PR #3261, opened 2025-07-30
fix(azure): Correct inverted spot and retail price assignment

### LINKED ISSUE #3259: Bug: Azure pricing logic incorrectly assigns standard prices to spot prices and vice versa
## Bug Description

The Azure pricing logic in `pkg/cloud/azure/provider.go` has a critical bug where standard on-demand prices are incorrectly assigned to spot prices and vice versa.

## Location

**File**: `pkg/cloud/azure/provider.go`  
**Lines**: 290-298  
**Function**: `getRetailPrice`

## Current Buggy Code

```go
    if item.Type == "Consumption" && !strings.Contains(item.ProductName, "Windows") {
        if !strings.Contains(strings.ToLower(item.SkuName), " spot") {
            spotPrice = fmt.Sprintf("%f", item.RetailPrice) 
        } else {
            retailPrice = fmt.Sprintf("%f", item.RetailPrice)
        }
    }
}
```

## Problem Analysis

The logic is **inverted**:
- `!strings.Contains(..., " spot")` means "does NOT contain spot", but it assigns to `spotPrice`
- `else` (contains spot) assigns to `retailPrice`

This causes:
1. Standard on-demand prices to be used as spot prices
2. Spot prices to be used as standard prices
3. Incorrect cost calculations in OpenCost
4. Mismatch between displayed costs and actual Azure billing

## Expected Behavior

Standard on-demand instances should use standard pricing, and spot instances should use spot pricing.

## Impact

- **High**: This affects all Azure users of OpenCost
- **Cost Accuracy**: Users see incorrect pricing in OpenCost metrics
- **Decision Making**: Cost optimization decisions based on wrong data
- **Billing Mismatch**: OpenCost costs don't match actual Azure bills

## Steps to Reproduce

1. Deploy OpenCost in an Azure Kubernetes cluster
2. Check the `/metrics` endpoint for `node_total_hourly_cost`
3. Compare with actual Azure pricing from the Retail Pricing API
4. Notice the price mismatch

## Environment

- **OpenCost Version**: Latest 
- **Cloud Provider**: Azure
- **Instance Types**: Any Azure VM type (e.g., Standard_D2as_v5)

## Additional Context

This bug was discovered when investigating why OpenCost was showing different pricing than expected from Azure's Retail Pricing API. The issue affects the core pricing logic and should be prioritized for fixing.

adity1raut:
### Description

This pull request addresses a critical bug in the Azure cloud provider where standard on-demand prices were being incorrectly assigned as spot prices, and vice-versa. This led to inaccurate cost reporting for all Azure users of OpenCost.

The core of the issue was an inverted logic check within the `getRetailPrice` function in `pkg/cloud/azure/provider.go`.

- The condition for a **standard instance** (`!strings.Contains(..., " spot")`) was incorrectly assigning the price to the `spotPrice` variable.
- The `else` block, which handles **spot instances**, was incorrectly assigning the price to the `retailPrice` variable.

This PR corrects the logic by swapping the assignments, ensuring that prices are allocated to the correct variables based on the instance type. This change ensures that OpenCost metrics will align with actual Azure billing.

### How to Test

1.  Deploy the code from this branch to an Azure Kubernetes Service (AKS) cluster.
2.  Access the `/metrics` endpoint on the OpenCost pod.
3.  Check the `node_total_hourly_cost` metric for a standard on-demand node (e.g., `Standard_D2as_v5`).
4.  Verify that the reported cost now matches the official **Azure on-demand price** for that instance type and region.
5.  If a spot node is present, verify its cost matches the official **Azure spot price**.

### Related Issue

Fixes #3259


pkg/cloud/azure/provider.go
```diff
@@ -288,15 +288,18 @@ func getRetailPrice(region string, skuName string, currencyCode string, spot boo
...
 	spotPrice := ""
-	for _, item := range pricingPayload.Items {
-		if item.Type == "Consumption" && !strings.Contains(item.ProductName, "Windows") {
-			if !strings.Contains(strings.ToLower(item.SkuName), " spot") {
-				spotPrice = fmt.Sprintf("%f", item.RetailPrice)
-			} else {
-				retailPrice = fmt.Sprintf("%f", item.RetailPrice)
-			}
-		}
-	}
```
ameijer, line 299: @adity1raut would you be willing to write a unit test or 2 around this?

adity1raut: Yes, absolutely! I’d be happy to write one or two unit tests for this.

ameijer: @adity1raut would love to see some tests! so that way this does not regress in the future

----------

Write the listing out again, exactly as it reads.

PR #3261, opened 2025-07-30
fix(azure): Correct inverted spot and retail price assignment

### LINKED ISSUE #3259: Bug: Azure pricing logic incorrectly assigns standard prices to spot prices and vice versa
## Bug Description

The Azure pricing logic in `pkg/cloud/azure/provider.go` has a critical bug where standard on-demand prices are incorrectly assigned to spot prices and vice versa.

## Location

**File**: `pkg/cloud/azure/provider.go`  
**Lines**: 290-298  
**Function**: `getRetailPrice`

## Current Buggy Code

```go
    if item.Type == "Consumption" && !strings.Contains(item.ProductName, "Windows") {
        if !strings.Contains(strings.ToLower(item.SkuName), " spot") {
            spotPrice = fmt.Sprintf("%f", item.RetailPrice) 
        } else {
            retailPrice = fmt.Sprintf("%f", item.RetailPrice)
        }
    }
}
```

## Problem Analysis

The logic is **inverted**:
- `!strings.Contains(..., " spot")` means "does NOT contain spot", but it assigns to `spotPrice`
- `else` (contains spot) assigns to `retailPrice`

This causes:
1. Standard on-demand prices to be used as spot prices
2. Spot prices to be used as standard prices
3. Incorrect cost calculations in OpenCost
4. Mismatch between displayed costs and actual Azure billing

## Expected Behavior

Standard on-demand instances should use standard pricing, and spot instances should use spot pricing.

## Impact

- **High**: This affects all Azure users of OpenCost
- **Cost Accuracy**: Users see incorrect pricing in OpenCost metrics
- **Decision Making**: Cost optimization decisions based on wrong data
- **Billing Mismatch**: OpenCost costs don't match actual Azure bills

## Steps to Reproduce

1. Deploy OpenCost in an Azure Kubernetes cluster
2. Check the `/metrics` endpoint for `node_total_hourly_cost`
3. Compare with actual Azure pricing from the Retail Pricing API
4. Notice the price mismatch

## Environment

- **OpenCost Version**: Latest 
- **Cloud Provider**: Azure
- **Instance Types**: Any Azure VM type (e.g., Standard_D2as_v5)

## Additional Context

This bug was discovered when investigating why OpenCost was showing different pricing than expected from Azure's Retail Pricing API. The issue affects the core pricing logic and should be prioritized for fixing.

adity1raut:
### Description

This pull request addresses a critical bug in the Azure cloud provider where standard on-demand prices were being incorrectly assigned as spot prices, and vice-versa. This led to inaccurate cost reporting for all Azure users of OpenCost.

The core of the issue was an inverted logic check within the `getRetailPrice` function in `pkg/cloud/azure/provider.go`.

- The condition for a **standard instance** (`!strings.Contains(..., " spot")`) was incorrectly assigning the price to the `spotPrice` variable.
- The `else` block, which handles **spot instances**, was incorrectly assigning the price to the `retailPrice` variable.

This PR corrects the logic by swapping the assignments, ensuring that prices are allocated to the correct variables based on the instance type. This change ensures that OpenCost metrics will align with actual Azure billing.

### How to Test

1.  Deploy the code from this branch to an Azure Kubernetes Service (AKS) cluster.
2.  Access the `/metrics` endpoint on the OpenCost pod.
3.  Check the `node_total_hourly_cost` metric for a standard on-demand node (e.g., `Standard_D2as_v5`).
4.  Verify that the reported cost now matches the official **Azure on-demand price** for that instance type and region.
5.  If a spot node is present, verify its cost matches the official **Azure spot price**.

### Related Issue

Fixes #3259


pkg/cloud/azure/provider.go
```diff
@@ -288,15 +288,18 @@ func getRetailPrice(region string, skuName string, currencyCode string, spot boo
...
 	spotPrice := ""
-	for _, item := range pricingPayload.Items {
-		if item.Type == "Consumption" && !strings.Contains(item.ProductName, "Windows") {
-			if !strings.Contains(strings.ToLower(item.SkuName), " spot") {
-				spotPrice = fmt.Sprintf("%f", item.RetailPrice)
-			} else {
-				retailPrice = fmt.Sprintf("%f", item.RetailPrice)
-			}
-		}
-	}
```
ameijer, line 299: @adity1raut would you be willing to write a unit test or 2 around this?

adity1raut: Yes, absolutely! I’d be happy to write one or two unit tests for this.

ameijer: @adity1raut would love to see some tests! so that way this does not regress in the future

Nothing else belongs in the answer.